(STUDY MATERIAL)
PR #1583, opened 2026-07-23
Integrate Schema Registry serdes into librdkafka producer/consumer (Go)

emasab:
## Summary

Integrates the Schema Registry (SR) serializer/deserializer clients directly into the librdkafka-based `Producer`/`Consumer`, so serialization and deserialization happen transparently inside the client instead of being wired up by the application. Keys and values are (de)serialized automatically as part of produce/poll, using a fluent, interface-based builder API.

## What's new

- **Generic client wrappers** — `SerializingProducer[K, V]` and `DeserializingConsumer[K, V]` wrap `*Producer`/`*Consumer`, delegate the full public surface, and add transparent (de)serialization.
- **Serde + builder interfaces** — `Serializer`/`Deserializer` and `SerializerBuilder`/`DeserializerBuilder` interfaces (`Build(conf, isKey)`), so any builder can be passed to the wrapper constructors.
- **Typed message types** — `SerializableMessage[K, V]` (produce + delivery report) and `DeserializedMessage[K, V]` (poll result).
- **Typed deserialization errors** — `KeyDeserializationError` / `ValueDeserializationError` events returned from `Poll` so the app can seek past bad records.
- **Unified SR config** — `schemaregistry.NewConfigFromKafkaConfigMap(srConf, conf)` derives an SR `Config` from the Kafka `ConfigMap` (pass `nil` to derive from `schema.registry.url`, or a pre-built config for auth/TLS) and returns the ConfigMap with SR-only keys filtered out.
- **Fluent serde builders** — `KafkaSerializerBuilder`/`KafkaDeserializerBuilder` in `serde/avrov2`, `serde/avrov3`, `serde/jsonschema`, `serde/protobuf`, with chainable `SetSchemaRegistryConfig` / `SetSerializerConfig`(`SetDeserializerConfig`) / `SetSerializerInit`(`SetDeserializerInit`), `Build`, and no-arg `NewKafka…Builder()` constructors.
- **Reusable SR client** — `SetSchemaRegistryClient()` on every builder, so an application that already has a `schemaregistry.Client` (or wants to share one across serdes) can hand it over instead of having each builder create its own. When a client is supplied, `Build()` uses it as-is and passes the Kafka `ConfigMap` through unfiltered.
- **Cluster ID propagation** — `NeedsClusterID`/`SetClusterID` are now part of both serde interfaces, implemented once on `serde.Serde`. `NeedsClusterID` reports true only for the associated name strategy — the one strategy that uses the cluster ID as its resource namespace — so `NewSerializingProducer`/`NewDeserializingConsumer` skip the metadata round-trip entirely unless a configured serde asks for it. When they do, the ID comes from new unexported `Producer.getClusterID`/`Consumer.getClusterID` helpers wrapping librdkafka's `rd_kafka_clusterid`, with a 60s timeout (matching Java's default `max.block.ms`).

(PROBLEM DESCRIPTION) Which lines in the data above hold the word "constructors"? Return each of them.

(WRITTEN SOLUTION)
- **Serde + builder interfaces** — `Serializer`/`Deserializer` and `SerializerBuilder`/`DeserializerBuilder` interfaces (`Build(conf, isKey)`), so any builder can be passed to the wrapper constructors.
- **Fluent serde builders** — `KafkaSerializerBuilder`/`KafkaDeserializerBuilder` in `serde/avrov2`, `serde/avrov3`, `serde/jsonschema`, `serde/protobuf`, with chainable `SetSchemaRegistryConfig` / `SetSerializerConfig`(`SetDeserializerConfig`) / `SetSerializerInit`(`SetDeserializerInit`), `Build`, and no-arg `NewKafka…Builder()` constructors.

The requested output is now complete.